### Exercise instructions
Return the records exactly, with nothing added.

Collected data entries
PR #4111, opened 2023-12-20
show list of addons for preview targets

ianedwards:
## What does this PR do?

- Show users basic card for preview postgres
- This is just a start to indicate to users that the database exists - therefore the card won't be clickable until we have a screen for updating the addon after it has been created


api/server/handlers/addons/list.go
```diff
@@ -0,0 +1,108 @@
...
+	DeploymentTargetID string `schema:"deployment_target_id"`
+}
+
+// LatestAddonsResponse represents the response from the /addons/latest endpoint
+type LatestAddonsResponse struct {
+	Base64Addons []string `json:"base64_addons"`
+}
+
+func (c *LatestAddonsHandler) ServeHTTP(w http.ResponseWriter, r *http.Request) {
+	ctx, span := telemetry.NewSpan(r.Context(), "serve-list-addons")
```
ferozemohideen, line 46: span name

api/server/handlers/addons/list.go
```diff
@@ -0,0 +1,108 @@
...
+	request := &LatestAddonsRequest{}
+	if ok := c.DecodeAndValidate(w, r, request); !ok {
+		err := telemetry.Error(ctx, span, nil, "error decoding request")
+		c.HandleAPIError(w, r, apierrors.NewErrPassThroughToClient(err, http.StatusBadRequest))
+		return
+	}
+
+	telemetry.WithAttributes(span,
+		telemetry.AttributeKV{Key: "project-id", Value: project.ID},
+		telemetry.AttributeKV{Key: "cluster-id", Value: cluster.ID},
```
ferozemohideen, line 61: are these still needed? i forget

api/server/handlers/addons/list.go
```diff
@@ -0,0 +1,108 @@
...
+		telemetry.AttributeKV{Key: "deployment-target-id", Value: request.DeploymentTargetID},
+	)
+
+	var deploymentTargetIdentifier *porterv1.DeploymentTargetIdentifier
+	if request.DeploymentTargetID != "" {
+		deploymentTargetIdentifier = &porterv1.DeploymentTargetIdentifier{
+			Id: request.DeploymentTargetID,
+		}
```
ferozemohideen, line 69: can you pass this in even if request.DeploymentTargetID == ""?

api/server/handlers/addons/list.go
```diff
@@ -0,0 +1,108 @@
...
+	}
+
+	res := &LatestAddonsResponse{
+		Base64Addons: []string{},
+	}
+
+	for _, addon := range latestAddonsResp.Msg.Addons {
+		by, err := helpers.MarshalContractObject(ctx, addon)
+		if err != nil {
+			err = telemetry.Error(ctx, span, err, "error marshaling addon")
```
ferozemohideen, line 98: maybe log the addon b64 before erroring (if it's not sensitive)

api/server/router/addons.go
```diff
@@ -0,0 +1,90 @@
...
+
+	newPath := &types.Path{
+		Parent:       basePath,
+		RelativePath: relPath,
+	}
+
+	var routes []*router.Route
+
+	// GET /api/projects/{project_id}/clusters/{cluster_id}/addons/latest -> addons.LatestAddonsHandler
+	latestAddonsEndpoint := factory.NewAPIEndpoint(
```
ferozemohideen, line 61: just want to put on the radar that we might want to introduce deployment target scoped routes (/projects/<>/clusters/<>/targets/<>/addons) so we don't have to keep passing it in as a query param

ferozemohideen (approved):

api/server/handlers/addons/list.go
ferozemohideen: or that might be correct actually, not sure if there's a difference between list all and list latest

api/server/router/addons.go
ianedwards: sounds good, should be a pretty easy refactor if needed

api/server/handlers/addons/list.go
ianedwards: it'll be nil if the ID is an empty string, which will cause for the cluster default to be used

api/server/handlers/addons/list.go
ianedwards: Do we have a different pattern here?

api/server/handlers/addons/list.go
ianedwards: probably not, I'll remove

api/server/handlers/addons/list.go
ianedwards: looks like when I do this in a loop then only the last is included, so it could be a bit confusing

### Output below
PR #4111, opened 2023-12-20
show list of addons for preview targets

ianedwards:
## What does this PR do?

- Show users basic card for preview postgres
- This is just a start to indicate to users that the database exists - therefore the card won't be clickable until we have a screen for updating the addon after it has been created


api/server/handlers/addons/list.go
```diff
@@ -0,0 +1,108 @@
...
+	DeploymentTargetID string `schema:"deployment_target_id"`
+}
+
+// LatestAddonsResponse represents the response from the /addons/latest endpoint
+type LatestAddonsResponse struct {
+	Base64Addons []string `json:"base64_addons"`
+}
+
+func (c *LatestAddonsHandler) ServeHTTP(w http.ResponseWriter, r *http.Request) {
+	ctx, span := telemetry.NewSpan(r.Context(), "serve-list-addons")
```
ferozemohideen, line 46: span name

api/server/handlers/addons/list.go
```diff
@@ -0,0 +1,108 @@
...
+	request := &LatestAddonsRequest{}
+	if ok := c.DecodeAndValidate(w, r, request); !ok {
+		err := telemetry.Error(ctx, span, nil, "error decoding request")
+		c.HandleAPIError(w, r, apierrors.NewErrPassThroughToClient(err, http.StatusBadRequest))
+		return
+	}
+
+	telemetry.WithAttributes(span,
+		telemetry.AttributeKV{Key: "project-id", Value: project.ID},
+		telemetry.AttributeKV{Key: "cluster-id", Value: cluster.ID},
```
ferozemohideen, line 61: are these still needed? i forget

api/server/handlers/addons/list.go
```diff
@@ -0,0 +1,108 @@
...
+		telemetry.AttributeKV{Key: "deployment-target-id", Value: request.DeploymentTargetID},
+	)
+
+	var deploymentTargetIdentifier *porterv1.DeploymentTargetIdentifier
+	if request.DeploymentTargetID != "" {
+		deploymentTargetIdentifier = &porterv1.DeploymentTargetIdentifier{
+			Id: request.DeploymentTargetID,
+		}
```
ferozemohideen, line 69: can you pass this in even if request.DeploymentTargetID == ""?

api/server/handlers/addons/list.go
```diff
@@ -0,0 +1,108 @@
...
+	}
+
+	res := &LatestAddonsResponse{
+		Base64Addons: []string{},
+	}
+
+	for _, addon := range latestAddonsResp.Msg.Addons {
+		by, err := helpers.MarshalContractObject(ctx, addon)
+		if err != nil {
+			err = telemetry.Error(ctx, span, err, "error marshaling addon")
```
ferozemohideen, line 98: maybe log the addon b64 before erroring (if it's not sensitive)

api/server/router/addons.go
```diff
@@ -0,0 +1,90 @@
...
+
+	newPath := &types.Path{
+		Parent:       basePath,
+		RelativePath: relPath,
+	}
+
+	var routes []*router.Route
+
+	// GET /api/projects/{project_id}/clusters/{cluster_id}/addons/latest -> addons.LatestAddonsHandler
+	latestAddonsEndpoint := factory.NewAPIEndpoint(
```
ferozemohideen, line 61: just want to put on the radar that we might want to introduce deployment target scoped routes (/projects/<>/clusters/<>/targets/<>/addons) so we don't have to keep passing it in as a query param

ferozemohideen (approved):

api/server/handlers/addons/list.go
ferozemohideen: or that might be correct actually, not sure if there's a difference between list all and list latest

api/server/router/addons.go
ianedwards: sounds good, should be a pretty easy refactor if needed

api/server/handlers/addons/list.go
ianedwards: it'll be nil if the ID is an empty string, which will cause for the cluster default to be used

api/server/handlers/addons/list.go
ianedwards: Do we have a different pattern here?

api/server/handlers/addons/list.go
ianedwards: probably not, I'll remove

api/server/handlers/addons/list.go
ianedwards: looks like when I do this in a loop then only the last is included, so it could be a bit confusing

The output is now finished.